The best thing you can do is understand that they're broken and
that you can't control them, only yourself, while working on making a 
better "normal" for yourself moving forward.

I would've felt less pain knowing that my ex murdered someone.
Why? Because it would've been someone else... and not my heart that got killed.

By choice.


----------



## highwood (Jan 12, 2012)

...and the thing of trying to blame the BS as well which happens so often. I got that as well..that well you didn't do this or you did this and it is like even if I was the worst wife in the world there are other options.

I just don't get the thing of deliberately going out and finding someone else...we are going thru a rough patch and believe me that is the last thing on my mind. I just don't get it...you are not happy with your spouse so going and getting involved with someone else just seems like way too much work for me.


----------



## Blacksmith01 (Aug 12, 2013)

Yes I did. She went full retard. You never go full retard.
_Posted via Mobile Device_


----------



## cantthinkstraight (May 6, 2012)

highwood said:


> ...and the thing of trying to blame the BS as well which happens so often. I got that as well..that well you didn't do this or you did this and it is like even if I was the worst wife in the world there are other options.
> 
> I just don't get the thing of deliberately going out and finding someone else...we are going thru a rough patch and believe me that is the last thing on my mind. I just don't get it...you are not happy with your spouse so going and getting involved with someone else just seems like way too much work for me.


I didn't get my WW's insane logic either.

She obviously had issues that she needed to discuss... so she found
it easier to do so with a random man, rather than the person
she'd been with for almost 20 years and the father of her kids?

Insane.


----------



## MattMatt (May 19, 2012)

Lost respect? No. But I think I may have some resentment.
_Posted via Mobile Device_


----------



## TryingToRecover (Dec 19, 2012)

MattMatt said:


> Lost respect? No. But I think I may have some resentment.
> _Posted via Mobile Device_


I have both. Resentment because WS chose to go down that path. Loss of respect because I never thought he was the type of person who would "go there." Now it's like getting to re-know a person I thought I knew very well and clearly I did not, not at all. I did not realize how broken he was/is. OTOH, I think I may have been in some denial throughout the last 20+ years when I may have seen periodic glimmers as to another side of him.

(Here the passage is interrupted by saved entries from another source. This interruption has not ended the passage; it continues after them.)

PR #2256, opened 2023-09-08
fix(argo-cd): Add applicationsets resource to argocd-server cluster role

JorTurFer:
argocd-server tries to list applicationsets accross all the cluster in v2.8:
```
argocd appset list
WARN[0000] Failed to invoke grpc call. Use flag --grpc-web in grpc calls. To avoid this warning message, use flag --grpc-web.
FATA[0000] rpc error: code = PermissionDenied desc = error listing ApplicationSets with selectors: applicationsets.argoproj.io is forbidden: User "system:serviceaccount:argocd:argocd-server" cannot list resource "applicationsets" in API group "argoproj.io" at the cluster scope
```

That permission is granted within the argo namespace but is missing in the cluster role. This PR adds it to the cluster role

Checklist:

### DIFF
--- a/charts/argo-cd/Chart.yaml
+++ b/charts/argo-cd/Chart.yaml
@@ -3,7 +3,7 @@ appVersion: v2.8.3
 kubeVersion: ">=1.23.0-0"
 description: A Helm chart for Argo CD, a declarative, GitOps continuous delivery tool for Kubernetes.
 name: argo-cd
-version: 5.45.3
+version: 5.45.4
 home: https://github.com/argoproj/argo-helm
 icon: https://argo-cd.readthedocs.io/en/stable/assets/logo.png
 sources:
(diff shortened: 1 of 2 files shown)


tico24:
[Unless I'm looking in the wrong place](https://github.com/argoproj/argo-cd/blob/v2.8.3/manifests/cluster-rbac/server/argocd-server-clusterrole.yaml), I don't see this in the official manifests either, so I'm not sure it should go into the helm chart.

JorTurFer:
That's totally true, but why has the server requested me that permission? The message has gone after adding it.
I'll check it there and raise another PR there for this topic. Could we keep this PR open until that? You can close it if you prefer

JorTurFer:
I close this PR because the root cause seems to be in the server and not in helm: https://github.com/argoproj/argo-cd/issues/15429

PR #2299, opened 2023-10-17
feat(argo-cd): Allow chart to be deployed and only ship CRDs

cypher7682:
Checklist:

### DIFF
--- a/charts/argo-cd/Chart.yaml
+++ b/charts/argo-cd/Chart.yaml
@@ -26,5 +26,5 @@ annotations:
     fingerprint: 2B8F22F57260EFA67BE1C5824B11F800CD9D2252
     url: https://argoproj.github.io/argo-helm/pgp_keys.asc
   artifacthub.io/changes: |
-    - kind: fixed
-      description: Sync redis / redis-ha readOnlyRootFilesystem=true option from upstream. This was part of Argo CD 2.8.0.
+    - kind: added
+      description: Added capability to deploy only CRDs, for cases where remote clusters need argo CRDs


cypher7682:
When deploying a separate cluster that is going to be managed by a remote argo, CRDs are needed for it to ship anything. This PR allows CRDs to be published without anything else in the chart coming with it.

mkilchhofer:
I don't like this idea to be honest (too noisy on all resources and never seen this approach in the "wild"). If this is something we need to support I would be on the side to outsource the CRDs to a subchart.

What is the issue in pulling in the CRDs from the upstream repo as a Kustomize base like its described in the README.md?

cypher7682:
> When I saw this PR, my first thoughts were:

I had the same thoughts doing this PR... don't worry. It's clunky AF; I am under no illusions 😂  If new charts are made, they'll need to make sure they have the `{{ if }}` otherwise CRD installations will randomly install miscellaneous apps.

A sub chart is definitely a better idea. I don't think the versioning matters all that much, helm wise. So far the versioning doesn't exist, so even starting at 0.0.1 would work. Existing deployments can just reference the sub-chart on 0.0.1. However...

Regarding the double PRs, I don't see a way to avoid that, to be honest; at least not without essentially guessing the version before it's shipped. On the other hand, copy pasting everything into a "slimmed down" chart is also not ideal.

I, too, would be interested in hearing from the maintainers on what their thoughts are on the best way forward.

jmeridth:
As @mkilchhofer has stated, your use case is valid but maintaining it would currently be painful. I'm thinking on proposals here and other ideas.

cypher7682:
Do you want me to move this to an issue, rather than a PR?

jmeridth:
@cypher7682 As @mkilchhofer stated

> With my reflection about complexity this proposal here might look a bit clunky, but it is a KISS solution :D .

I'm good with this but can we do a PR per chart please?  Can you also sign your commits (`git commit -s`)?

jmeridth:
@cypher7682 please wait before you break out the PRs.  We, the maintainers, are discussing options.  Will let you know asap.

PR #2354, opened 2023-11-22
feat(argo-workflows): Make workflow controller ConfigMap optional

qa-florian-wende:
This makes the Argo workflow controller ConfigMap optional and allows its name to be overridden
* I have a use-case where my ConfigMap is created by Terraform but Terraform doesn't manage the helm-chart. In this case, the helm-chart would still create a configMap and pass its name to workflow-controller and server in the args, so the ConfigMap created by Terraform would be overwritten or would not be used.
* In any case, I think it's best practice to have a value to disable the creation of all non-essential components such as configuration.
* By default, a new configMap is created and named as before, so this is backwards compatible.
* If you choose not to create a ConfigMap, the flag "--configMap" with the given or default name is still added to the args of workflow-controller and server (I assume, users will always need a ConfigMap, they might just not want to create it using this helm-chart.

Checklist:


charts/argo-workflows/templates/_helpers.tpl
```diff
@@ -97,6 +97,13 @@ app.kubernetes.io/component: {{ .component }}
 {{- end }}
 {{- end }}
 
+{{/*
+Create the name of the controller configMap
+*/}}
+{{- define "argo-workflows.controller.config-map.name" -}}
+{{- .Values.controller.configMap.name | default (printf "%s-%s" (include "argo-workflows.controller.fullname" .) "configmap") | trunc 63 | trimSuffix "-" -}}
```
yu-croco, line 104: I wonder how Argo Workflows controller refers the ConfigMap if `.Values.controller.configMap.name` is configured. 🤔

yu-croco: Ah this define is included in `charts/argo-workflows/templates/controller/workflow-controller-deployment.yaml` as well.

charts/argo-workflows/templates/controller/workflow-controller-deployment.yaml
```diff
@@ -45,7 +45,7 @@ spec:
           command: [ "workflow-controller" ]
           args:
           - "--configmap"
-          - "{{ template "argo-workflows.controller.fullname" . }}-configmap"
+          - {{ template "argo-workflows.controller.config-map.name" . | quote }}
```
yu-croco, line 48: I wonder we should support for the case, `controller.configMap.create = false` ? 🤔

yu-croco (approved):
LGTM

vladlosev (approved):
LGTM

tico24 (approved):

This makes me resent myself even though the past is gone, nothing I can do about it. It's a real s*it sandwich he chose for both of us.
_Posted via Mobile Device_


----------



## NextTimeAround (Dec 15, 2011)

I have certainly questioned my fiance's standards after I read the messages between him and his EA. She was very nasty to him, by my standards, anyway, and there are times when he gets a bit shirty with me, when I remind him of how bad it could be.

I guess this is just an example of the fog or maybe that good guys like bad girls, or something like that.


----------



## EI (Jun 12, 2012)

I was the WS. I lost respect for myself.


----------



## highwood (Jan 12, 2012)

That is what I have to remind myself of..is I am sure he feels crappy about what he did as well. So maybe me reminding him of it does not help...

I still don't understand even after I found out about his second EA in September 2011 he still continued it for 6 months all the whle telling me nothing is going on, etc. etc. and we were in marital counseling. That is the thing I don't get is how can you do that to someone, put the effort into hiding a cheap laptop then when I am at work bringing it out and corresponding with her...I don't get that!!!! 

Granted I have never had an affair so maybe something goes wonky in your brain.


----------



## Rugs (Apr 12, 2013)

Yes, all respect in an instant, never to return.

It wasn't only losing respect for my SO, it was never being able to trust another human being again. Just a changed person forever but maybe I was living in fantasy land anyway.

Sad I had my eyes opened but it probably helped me set boundaries with future relationships, male, female, friends, family.....


----------



## JustRon (Feb 16, 2014)

highwood said:


> Dh and I had a fight yesterday and the funny thing is that he will bring up something I said 3 years ago or 15 years ago


That's my W's standard tactic in a fight. 

Respect? that was on the decline already due to the behaviors I've been seeing for months. I think she sees the loss of respect written all over my face, which causes more problems.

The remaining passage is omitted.